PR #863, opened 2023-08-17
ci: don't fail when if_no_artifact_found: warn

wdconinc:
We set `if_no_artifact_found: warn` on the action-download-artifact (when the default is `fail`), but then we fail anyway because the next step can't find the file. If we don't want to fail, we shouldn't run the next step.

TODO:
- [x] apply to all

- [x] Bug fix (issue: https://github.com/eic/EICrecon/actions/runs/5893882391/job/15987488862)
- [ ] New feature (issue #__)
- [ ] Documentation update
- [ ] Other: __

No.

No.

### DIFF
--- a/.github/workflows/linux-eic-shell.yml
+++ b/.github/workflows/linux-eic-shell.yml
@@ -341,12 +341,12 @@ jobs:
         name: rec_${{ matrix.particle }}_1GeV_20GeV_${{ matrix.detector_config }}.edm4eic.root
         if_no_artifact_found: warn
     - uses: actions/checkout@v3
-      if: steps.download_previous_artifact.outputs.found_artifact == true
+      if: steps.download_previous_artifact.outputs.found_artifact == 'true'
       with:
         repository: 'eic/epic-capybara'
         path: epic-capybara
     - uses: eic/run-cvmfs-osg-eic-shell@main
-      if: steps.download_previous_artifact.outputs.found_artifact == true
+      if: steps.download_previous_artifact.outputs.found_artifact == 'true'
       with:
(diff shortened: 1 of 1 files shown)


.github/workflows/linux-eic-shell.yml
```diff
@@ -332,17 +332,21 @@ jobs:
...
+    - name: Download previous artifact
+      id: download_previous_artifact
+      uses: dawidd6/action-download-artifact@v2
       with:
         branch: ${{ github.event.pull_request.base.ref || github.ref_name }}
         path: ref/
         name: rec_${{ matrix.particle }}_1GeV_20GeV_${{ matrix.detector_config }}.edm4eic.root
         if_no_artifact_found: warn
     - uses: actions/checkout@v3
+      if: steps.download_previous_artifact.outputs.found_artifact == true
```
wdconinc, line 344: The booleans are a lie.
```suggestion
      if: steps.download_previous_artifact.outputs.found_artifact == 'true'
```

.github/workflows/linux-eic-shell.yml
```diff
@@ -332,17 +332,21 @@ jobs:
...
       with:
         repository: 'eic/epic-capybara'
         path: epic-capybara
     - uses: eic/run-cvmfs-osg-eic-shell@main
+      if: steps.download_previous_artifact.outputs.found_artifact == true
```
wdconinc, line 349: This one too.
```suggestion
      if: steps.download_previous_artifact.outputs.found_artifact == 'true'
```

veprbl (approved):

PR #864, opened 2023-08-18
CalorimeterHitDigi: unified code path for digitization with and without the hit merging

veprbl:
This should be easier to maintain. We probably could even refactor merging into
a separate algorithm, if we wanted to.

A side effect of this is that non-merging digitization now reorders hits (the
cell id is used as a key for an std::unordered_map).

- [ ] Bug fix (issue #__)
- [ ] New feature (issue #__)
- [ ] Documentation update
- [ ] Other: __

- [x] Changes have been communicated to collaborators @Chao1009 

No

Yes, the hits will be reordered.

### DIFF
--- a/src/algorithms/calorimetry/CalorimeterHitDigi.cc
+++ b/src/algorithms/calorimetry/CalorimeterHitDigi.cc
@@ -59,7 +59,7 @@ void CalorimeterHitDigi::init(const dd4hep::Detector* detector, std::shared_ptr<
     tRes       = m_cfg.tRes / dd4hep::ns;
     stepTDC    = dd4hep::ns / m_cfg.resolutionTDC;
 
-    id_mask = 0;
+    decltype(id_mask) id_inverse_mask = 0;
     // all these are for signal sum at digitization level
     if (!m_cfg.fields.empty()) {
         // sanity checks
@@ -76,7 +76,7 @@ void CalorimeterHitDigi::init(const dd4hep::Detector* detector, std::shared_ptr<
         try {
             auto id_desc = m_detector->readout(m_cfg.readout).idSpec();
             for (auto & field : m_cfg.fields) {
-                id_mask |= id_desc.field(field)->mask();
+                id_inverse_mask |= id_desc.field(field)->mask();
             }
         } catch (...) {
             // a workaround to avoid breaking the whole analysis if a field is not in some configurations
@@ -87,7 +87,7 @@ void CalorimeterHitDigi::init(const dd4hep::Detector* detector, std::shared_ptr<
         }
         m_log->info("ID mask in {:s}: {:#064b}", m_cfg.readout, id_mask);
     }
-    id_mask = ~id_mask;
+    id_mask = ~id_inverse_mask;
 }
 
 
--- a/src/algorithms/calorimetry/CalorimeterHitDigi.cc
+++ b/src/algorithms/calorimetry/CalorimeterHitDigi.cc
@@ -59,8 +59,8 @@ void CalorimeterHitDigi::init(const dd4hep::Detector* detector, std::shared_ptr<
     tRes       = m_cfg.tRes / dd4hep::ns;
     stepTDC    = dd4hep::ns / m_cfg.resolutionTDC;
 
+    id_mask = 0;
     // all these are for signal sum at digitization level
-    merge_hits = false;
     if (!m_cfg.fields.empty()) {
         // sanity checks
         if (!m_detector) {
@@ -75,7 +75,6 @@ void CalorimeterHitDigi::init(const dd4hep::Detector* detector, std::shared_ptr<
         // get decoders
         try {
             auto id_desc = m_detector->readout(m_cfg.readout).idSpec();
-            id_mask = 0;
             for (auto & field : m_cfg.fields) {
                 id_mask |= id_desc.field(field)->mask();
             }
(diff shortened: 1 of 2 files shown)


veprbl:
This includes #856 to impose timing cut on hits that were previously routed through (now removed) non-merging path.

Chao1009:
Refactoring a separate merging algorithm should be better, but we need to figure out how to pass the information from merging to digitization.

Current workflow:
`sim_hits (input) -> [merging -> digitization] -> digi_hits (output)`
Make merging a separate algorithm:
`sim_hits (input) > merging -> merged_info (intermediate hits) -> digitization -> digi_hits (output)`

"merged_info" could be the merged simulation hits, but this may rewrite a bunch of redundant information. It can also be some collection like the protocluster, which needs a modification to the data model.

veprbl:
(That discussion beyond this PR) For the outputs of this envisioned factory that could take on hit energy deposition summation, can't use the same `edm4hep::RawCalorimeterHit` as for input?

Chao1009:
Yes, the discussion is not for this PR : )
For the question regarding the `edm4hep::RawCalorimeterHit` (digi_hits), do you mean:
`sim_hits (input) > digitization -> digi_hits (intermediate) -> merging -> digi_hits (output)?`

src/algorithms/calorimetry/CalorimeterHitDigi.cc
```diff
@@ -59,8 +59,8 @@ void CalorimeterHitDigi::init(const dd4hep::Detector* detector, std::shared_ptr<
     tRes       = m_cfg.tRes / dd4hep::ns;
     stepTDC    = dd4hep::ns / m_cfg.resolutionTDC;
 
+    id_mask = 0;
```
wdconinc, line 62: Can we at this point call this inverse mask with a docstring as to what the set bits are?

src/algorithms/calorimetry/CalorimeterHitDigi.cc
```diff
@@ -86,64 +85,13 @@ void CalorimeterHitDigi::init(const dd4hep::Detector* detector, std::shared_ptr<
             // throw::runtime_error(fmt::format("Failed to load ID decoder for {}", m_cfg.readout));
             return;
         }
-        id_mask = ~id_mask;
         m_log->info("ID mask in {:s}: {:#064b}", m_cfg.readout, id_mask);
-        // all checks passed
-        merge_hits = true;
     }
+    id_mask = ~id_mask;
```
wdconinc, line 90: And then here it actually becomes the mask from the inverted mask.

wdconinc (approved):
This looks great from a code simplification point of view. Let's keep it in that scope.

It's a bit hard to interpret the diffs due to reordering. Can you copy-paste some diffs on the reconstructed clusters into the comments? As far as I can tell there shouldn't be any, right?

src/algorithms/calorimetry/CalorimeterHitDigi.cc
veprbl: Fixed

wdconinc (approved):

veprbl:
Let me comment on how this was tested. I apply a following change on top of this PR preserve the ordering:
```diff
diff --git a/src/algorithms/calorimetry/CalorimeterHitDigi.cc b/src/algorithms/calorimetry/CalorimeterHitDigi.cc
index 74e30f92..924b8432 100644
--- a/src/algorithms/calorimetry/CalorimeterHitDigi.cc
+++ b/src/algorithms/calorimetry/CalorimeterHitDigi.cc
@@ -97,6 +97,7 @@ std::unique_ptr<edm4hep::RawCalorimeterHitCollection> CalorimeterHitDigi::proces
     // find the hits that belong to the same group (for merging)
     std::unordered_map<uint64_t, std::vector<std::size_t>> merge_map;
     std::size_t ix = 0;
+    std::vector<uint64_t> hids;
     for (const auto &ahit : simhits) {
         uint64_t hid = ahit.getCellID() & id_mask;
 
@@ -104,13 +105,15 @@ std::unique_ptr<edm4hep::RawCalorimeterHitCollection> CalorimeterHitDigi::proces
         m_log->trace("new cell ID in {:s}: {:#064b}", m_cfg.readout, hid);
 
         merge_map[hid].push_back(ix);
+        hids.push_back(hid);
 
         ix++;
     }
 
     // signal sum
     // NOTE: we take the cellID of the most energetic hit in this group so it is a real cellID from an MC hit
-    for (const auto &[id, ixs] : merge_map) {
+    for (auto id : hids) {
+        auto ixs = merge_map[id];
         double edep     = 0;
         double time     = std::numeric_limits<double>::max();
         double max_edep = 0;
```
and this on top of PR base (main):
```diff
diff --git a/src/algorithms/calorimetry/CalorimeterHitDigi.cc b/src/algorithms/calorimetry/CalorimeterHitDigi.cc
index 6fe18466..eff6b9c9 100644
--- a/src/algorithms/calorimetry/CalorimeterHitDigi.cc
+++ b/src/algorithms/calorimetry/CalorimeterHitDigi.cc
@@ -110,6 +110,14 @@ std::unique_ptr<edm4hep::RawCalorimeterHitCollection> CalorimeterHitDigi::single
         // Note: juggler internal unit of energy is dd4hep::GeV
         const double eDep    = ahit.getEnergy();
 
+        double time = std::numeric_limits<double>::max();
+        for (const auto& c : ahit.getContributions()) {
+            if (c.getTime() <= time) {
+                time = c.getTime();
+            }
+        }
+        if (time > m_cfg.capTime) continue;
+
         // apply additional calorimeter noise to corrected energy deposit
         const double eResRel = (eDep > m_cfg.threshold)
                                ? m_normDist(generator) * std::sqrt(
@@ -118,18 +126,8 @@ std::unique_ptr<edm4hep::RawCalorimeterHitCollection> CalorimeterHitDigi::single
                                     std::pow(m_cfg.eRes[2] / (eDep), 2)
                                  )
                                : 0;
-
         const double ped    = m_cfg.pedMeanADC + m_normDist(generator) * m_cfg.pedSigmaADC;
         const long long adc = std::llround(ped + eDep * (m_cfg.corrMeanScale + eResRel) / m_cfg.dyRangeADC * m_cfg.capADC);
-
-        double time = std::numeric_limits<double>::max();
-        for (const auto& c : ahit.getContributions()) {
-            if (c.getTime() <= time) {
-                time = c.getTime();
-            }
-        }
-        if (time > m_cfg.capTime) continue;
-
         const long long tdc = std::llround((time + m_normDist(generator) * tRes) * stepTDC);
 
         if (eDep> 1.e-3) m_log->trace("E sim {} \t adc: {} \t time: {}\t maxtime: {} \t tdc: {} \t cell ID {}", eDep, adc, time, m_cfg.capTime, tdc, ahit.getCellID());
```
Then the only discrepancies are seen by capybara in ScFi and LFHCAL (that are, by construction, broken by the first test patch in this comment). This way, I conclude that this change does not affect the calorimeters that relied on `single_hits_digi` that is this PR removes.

[AIM OF THE TASK] Please copy each line of the material that has the string "separate" somewhere in it.

[OUTPUT BELOW]
a separate algorithm, if we wanted to.
Refactoring a separate merging algorithm should be better, but we need to figure out how to pass the information from merging to digitization.
Make merging a separate algorithm:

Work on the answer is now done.